Funde zeigen, dass die Avocado bereits vor 7.000 Jahren von Menschen kultiviert worden ist. Der Begriff Avocado geht zurück auf die Nahua-Sprache (früher als Aztekisch bezeichnet). Die Nahua nannten die Frucht Ahuacatl, was zahlreichen Quellen zufolge so viel bedeutet wie „Hoden“. Einige Quellen jedoch widersprechen dem und behaupten, es sei wahrscheinlich eher so, dass das Wort Ahuacatl eine Zeit lang als Umschreibung für das entsprechende Körperteil genutzt wurde.
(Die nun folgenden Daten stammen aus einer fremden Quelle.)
PR #723, opened 2023-11-08
`truss predict` bug fixes / unit tests

helenlyang:
This PR addresses several issues with `truss predict`:
* ~~Unifies logic for getting the deployment version given a `model_name` or `model_id`~~
* ~~Supports using the `--published` flag with `--model` (i.e. model ID)~~
    * The above two points result in different and potentially unexpected behavior for users. Will leave this for a future PR--it should be bundled with changes to the API calls on the Baseten UI and more transparency in Truss CLI on what version is being used in `predict`
* Calling `truss predict --published` returns production version instead of the first non-development version
* Adds unit test coverage for helper functions in `core` and for `BasetenRemote`

#### Unit tests
* `poetry run pytest truss/tests/remote/baseten/test_core.py`
* `poetry run pytest truss/tests/remote/baseten/test_remote.py`

#### Truss CLI
Tested manually on a model with four published deployments and one development deployment:
image

For the production deployment, I set the `predict` function of my `Model` to return `"production model"` as its output. For the development deployment, I return `"development model"`. The other deployments simply return the `model_input`.

Model version ID:
```
@helenlyang ➜ /workspaces/truss/my-test-model (helenyang/bt-8803-fix-truss-predict) $ # production version
@helenlyang ➜ /workspaces/truss/my-test-model (helenyang/bt-8803-fix-truss-predict) $ poetry run truss predict --model-deployment qrj6d03 --data {}
? 🎮 Which remote do you want to connect to? prod
{
  "message": "production model"
}
```
```
@helenlyang ➜ /workspaces/truss/my-test-model (helenyang/bt-8803-fix-truss-predict) $ # development version
@helenlyang ➜ /workspaces/truss/my-test-model (helenyang/bt-8803-fix-truss-predict) $ poetry run truss predict --model-deployment qjd502q --data {}
? 🎮 Which remote do you want to connect to? prod
{
  "message": "development model"
}
```
```
@helenlyang ➜ /workspaces/truss/my-test-model (helenyang/bt-8803-fix-truss-predict) $ # published, non-production version
@helenlyang ➜ /workspaces/truss/my-test-model (helenyang/bt-8803-fix-truss-predict) $ poetry run truss predict --model-deployment qvvd0eq --data {}
? 🎮 Which remote do you want to connect to? prod
{}
```
Model name:
```
@helenlyang ➜ /workspaces/truss/my-test-model (helenyang/bt-8803-fix-truss-predict) $ # without --published; should use dev version
@helenlyang ➜ /workspaces/truss/my-test-model (helenyang/bt-8803-fix-truss-predict) $ poetry run truss predict --data {}
? 🎮 Which remote do you want to connect to? prod
{
  "message": "development model"
}
```
```
@helenlyang ➜ /workspaces/truss/my-test-model (helenyang/bt-8803-fix-truss-predict) $ # with --published; should use production version
@helenlyang ➜ /workspaces/truss/my-test-model (helenyang/bt-8803-fix-truss-predict) $ poetry run truss predict --published --data {}
? 🎮 Which remote do you want to connect to? prod
{
  "message": "production model"
}
```

Model ID:
```
@helenlyang ➜ /workspaces/truss/my-test-model (helenyang/bt-8803-fix-truss-predict) $ # should use production version
@helenlyang ➜ /workspaces/truss/my-test-model (helenyang/bt-8803-fix-truss-predict) $ poetry run truss predict --model 03ydnk43 --data {}
? 🎮 Which remote do you want to connect to? prod
{
  "message": "production model"
}
```
Testing on a second model with no production deployment:
```
@helenlyang ➜ /workspaces/truss/my-test-model (helenyang/bt-8803-fix-truss-predict) $ # if no production version exists, use the development version
@helenlyang ➜ /workspaces/truss/my-test-model (helenyang/bt-8803-fix-truss-predict) $ poetry run truss predict --model yqvvy0jq --data {}
? 🎮 Which remote do you want to connect to? prod
{
  "message": "development model"
}
```

### DIFF
--- a/truss/remote/baseten/api.py
+++ b/truss/remote/baseten/api.py
@@ -181,11 +181,14 @@ class BasetenApi:
 
     # TODO(helen): change naming to disambiguate from get_model_version_by_id
     def get_model_versions_by_id(self, model_id: str):
+        # TODO(helen): this doesn't work--need to update model_version query to
+        # support querying by model ID
         query_string = f"""
         {{
-            model_version(id: "{model_id}") {{
-                name
+        model_version(id: "{model_id}") {{
+            oracle{{
                 id
+                name
                 versions{{
                     id
                     semver
@@ -198,12 +201,13 @@ class BasetenApi:
                     }}
                 }}
             }}
-          }}
+        }}
+        }}
         """
         resp = self._post_graphql_query(query_string)
         return resp["data"]
 
-    # TODO(helen): remove
+    # TODO(helen): consider removing after get_model_versions_by_id works
     def get_model_by_id(self, model_id: str):
         query_string = f"""
         {{
--- a/truss/remote/baseten/api.py
+++ b/truss/remote/baseten/api.py
@@ -167,6 +167,7 @@ class BasetenApi:
                     truss_hash
                     truss_signature
                     is_draft
+                    is_primary
                     current_model_deployment_status {{
                         status
                     }}
@@ -178,6 +179,31 @@ class BasetenApi:
         resp = self._post_graphql_query(query_string)
         return resp["data"]
 
+    # TODO(helen): change naming to disambiguate from get_model_version_by_id
+    def get_model_versions_by_id(self, model_id: str):
+        query_string = f"""
+        {{
+            model_version(id: "{model_id}") {{
+                name
+                id
+                versions{{
+                    id
+                    semver
+                    truss_hash
+                    truss_signature
+                    is_draft
+                    is_primary
+                    current_model_deployment_status {{
+                        status
+                    }}
+                }}
+            }}
+          }}
+        """
+        resp = self._post_graphql_query(query_string)
+        return resp["data"]
+
+    # TODO(helen): remove
     def get_model_by_id(self, model_id: str):
         query_string = f"""
         {{
--- a/truss/remote/baseten/api.py
+++ b/truss/remote/baseten/api.py
@@ -183,19 +183,18 @@ class BasetenApi:
             model(id: "{model_id}") {{
                 name
                 id
-                versions{{
+                primary_version{{
                     id
                     semver
                     truss_hash
                     truss_signature
                     is_draft
-                    is_primary
                     current_model_deployment_status {{
                         status
                     }}
                 }}
             }}
-        }}
+          }}
         """
         resp = self._post_graphql_query(query_string)
         return resp["data"]
--- a/truss/remote/baseten/api.py
+++ b/truss/remote/baseten/api.py
@@ -157,10 +157,9 @@ class BasetenApi:
     def get_model(self, model_name):
         query_string = f"""
         {{
-        model_version(name: "{model_name}") {{
-            oracle{{
-                id
+            model(name: "{model_name}") {{
                 name
+                id
                 versions{{
                     id
                     semver
@@ -173,7 +172,6 @@ class BasetenApi:
                     }}
                 }}
             }}
-        }}
         }}
         """
         resp = self._post_graphql_query(query_string)
@@ -197,7 +195,7 @@ class BasetenApi:
                     }}
                 }}
             }}
-          }}
+        }}
         """
         resp = self._post_graphql_query(query_string)
         return resp["data"]
--- a/truss/remote/baseten/api.py
+++ b/truss/remote/baseten/api.py
@@ -179,16 +179,12 @@ class BasetenApi:
         resp = self._post_graphql_query(query_string)
         return resp["data"]
 
-    # TODO(helen): change naming to disambiguate from get_model_version_by_id
-    def get_model_versions_by_id(self, model_id: str):
-        # TODO(helen): this doesn't work--need to update model_version query to
-        # support querying by model ID
+    def get_model_by_id(self, model_id: str):
         query_string = f"""
         {{
-        model_version(id: "{model_id}") {{
-            oracle{{
-                id
+            model(id: "{model_id}") {{
                 name
+                id
                 versions{{
                     id
                     semver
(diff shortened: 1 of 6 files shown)


truss/remote/baseten/api.py
```diff
@@ -157,23 +157,22 @@ def models(self):
     def get_model(self, model_name):
```
helenlyang, line 157: The changes to `get_model` should be safe--the current callsites are https://github.com/basetenlabs/truss/blob/8901a0121dda36b822fbabe62f8a172ba72c6c6e/truss/remote/baseten/core.py#L50C1-L61 and are updated in this PR

truss/remote/baseten/api.py
```diff
@@ -184,18 +183,19 @@ def get_model_by_id(self, model_id: str):
             model(id: "{model_id}") {{
                 name
                 id
-                primary_version{{
```
helenlyang, line 187: `get_model_by_id` changes should also be safe, since this was the only callsite: https://github.com/basetenlabs/truss/blob/8901a0121dda36b822fbabe62f8a172ba72c6c6e/truss/remote/baseten/remote.py#L104-L106

truss/remote/baseten/core.py
```diff
@@ -47,18 +47,42 @@ def exists_model(api: BasetenApi, model_name: str) -> Optional[str]:
...
+        raise ValueError(f"No development version found with model name: {model_name}")
+
+
+def get_prod_version_info_from_versions(versions: List[dict]) -> dict:
+    # Loop over versions instead of using the primary_version field because
+    # primary_version is set to the development version ID if no published
+    # models exist.
     for version in versions:
-        if version["is_draft"] is True:
+        if version["is_primary"] and not version["is_draft"]:
```
helenlyang, line 83: I don't think it's possible for `is_primary` to be true for development models, but thought it'd be safer to check `is_draft` in case the `is_primary` definition ever changes

truss/remote/baseten/remote.py
```diff
@@ -78,45 +81,55 @@ def push(  # type: ignore
...
             raise click.UsageError(
                 "You must either be inside of a Truss directory, or provide --model-version or --model options."
             )
 
+        model_version = BasetenRemote._get_matching_version(model_versions, published)
+        model_version_id = model_version["id"]
+        # TODO(helen): comment on why we use models endpoint instead of
+        # model_versions. If primary version changes while this is executing,
+        # will service_url_path and model_version_id be inconsistent?
+        service_url_path = f"/models/{model_id}"
```
helenlyang, line 132: @squidarth we discussed using the `models` endpoint rather than `model_versions` to handle the edge case where a user pushes a truss while this is being executed. However, in this case would the returned `model_version_id` be inconsistent with `service_url_path`? What are the implications of this?

squidarth (commented):
this is very complex code, so awesome work working through it! Left some code comments, but also in the PR description, it would be awesome if you could drop a few CLI invocations that are worth testing again

helenlyang (commented):
Thanks for the review! Added CLI commands to the description.

Following up on our conversation about `model_id` vs `model_name` inconsistency--I updated the PR description with our decision to stick with the current behavior. However, I do think we should consider unifying these code paths in the future.

I think it might make model version resolution less of a black box if we logged which model version is being called in `truss push`, e.g. `f"Calling {'production' if published else 'development'} version {model_version_id} of model {model_id}"`. That could make changing `truss predict` by `model_id` to match `model_name` behavior less surprising to users--but could also be useful regardless

truss/remote/baseten/remote.py
```diff
@@ -78,41 +82,61 @@ def push(  # type: ignore
...
-            model_version_id = model["model"]["primary_version"]["id"]
+            model_id, model_versions = get_model_versions_info_by_id(
+                api, model_identifier
+            )
+            # TODO(helen): make this consistent with getting the service via
+            # model_name and respect --published in service_url_path.
+            model_version = BasetenRemote._get_matching_version(
+                model_versions, published
+            )
+            model_version_id = model_version["id"]
```
helenlyang, line 136: This implementation is now weirdly in between the original implementation and my attempt to unify the `model_id` and `model_name` code paths. It might be more readable to revert this back to the original `model_id` code path and leave these changes for if / when we unify `model_id` and `model_name` paths

squidarth: Yeah, I think for now it might better to revert back for now. It's one less call at least.

truss/remote/baseten/core.py
```diff
@@ -47,18 +47,43 @@ def exists_model(api: BasetenApi, model_name: str) -> Optional[str]:
...
 
 
+def get_model_versions_info_by_id(
+    api: BasetenApi, model_id: ModelId
+) -> Tuple[str, List]:
+    query_result = api.get_model_by_id(model_id.value)["model"]
+    return (query_result["id"], query_result["versions"])
+
+
+def get_dev_version_info_from_versions(versions: List[dict]) -> Optional[dict]:
```
squidarth, line 62: Let's make this private (ie: `def _get_dev_version_from_versions()...`)

truss/remote/baseten/core.py
```diff
@@ -47,18 +47,43 @@ def exists_model(api: BasetenApi, model_name: str) -> Optional[str]:
...
 
 
-def get_model_versions_info(api: BasetenApi, model_name) -> Tuple[str, dict]:
-    query_result = api.get_model(model_name)["model_version"]["oracle"]
+def get_model_versions_info(api: BasetenApi, model_name: ModelName) -> Tuple[str, List]:
+    query_result = api.get_model(model_name.value)["model"]
     return (query_result["id"], query_result["versions"])
 
 
+def get_model_versions_info_by_id(
```
squidarth, line 55: A lot of these functions have `info` which I think doesn't add a lot, I think this could just be `def get_model_versions_by_id`

truss/remote/baseten/core.py
```diff
@@ -47,18 +47,43 @@ def exists_model(api: BasetenApi, model_name: str) -> Optional[str]:
...
+    return None
+
+
 def get_dev_version_info(api: BasetenApi, model_name: str) -> dict:
     model = api.get_model(model_name)
-    versions = model["model_version"]["oracle"]["versions"]
+    versions = model["model"]["versions"]
+    dev_version = get_dev_version_info_from_versions(versions)
+    if not dev_version:
+        # TODO(helen): return dev_version in all cases rather than raising an error
```
squidarth, line 74: let's try to do this todo in a follow-up should be fairly straightforward

squidarth (approved):
Overall, LGTM! Awesome work here. Just left a couple more comments, feel free to resolve & ship

truss/remote/baseten/remote.py
helenlyang: SG, done

squidarth (approved):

Seit dem 17. Jahrhundert wurde die Avocado-Pflanze in der ganzen Welt verbreitet: Spanien, Indonesien, Südafrika, Australien, USA … In den Vereinigten Staaten war die Frucht bis ins 20. Jahrhundert hinein als Ahuacatl und Alligator Pear (dt.: Alligatorbirne) bekannt. 1915 führte die California Avocado Society (die immer noch besteht) den Begriff Avocado in den USA ein.

Mit der zunehmenden Popularität der Avocado hat allerdings auch die Zahl Avocado-bedingter Unfälle zugenommen. Beim Versuch, den großen Stein mit einem Küchenmesser aus der Frucht zu hebeln, verletzen sich immer mehr Menschen an der Hand. Das Phänomen trägt den Namen „Avocado-Hand“. Gegenüber der britischen Zeitung  The Times sagte der plastische Chirurg Simon Eccles 2017, er behandele im Krankenhaus pro Woche circa vier Patienten mit Avocado-Hand. Er forderte, dass Avocados mit einem Warnhinweis ausgestattet werden. Bei einer reifen Avocado lässt sich der Stein übrigens sehr leicht lösen, indem man die Avocadohälfte, in der der Stein steckt, mit den Fingern leicht zusammendrückt.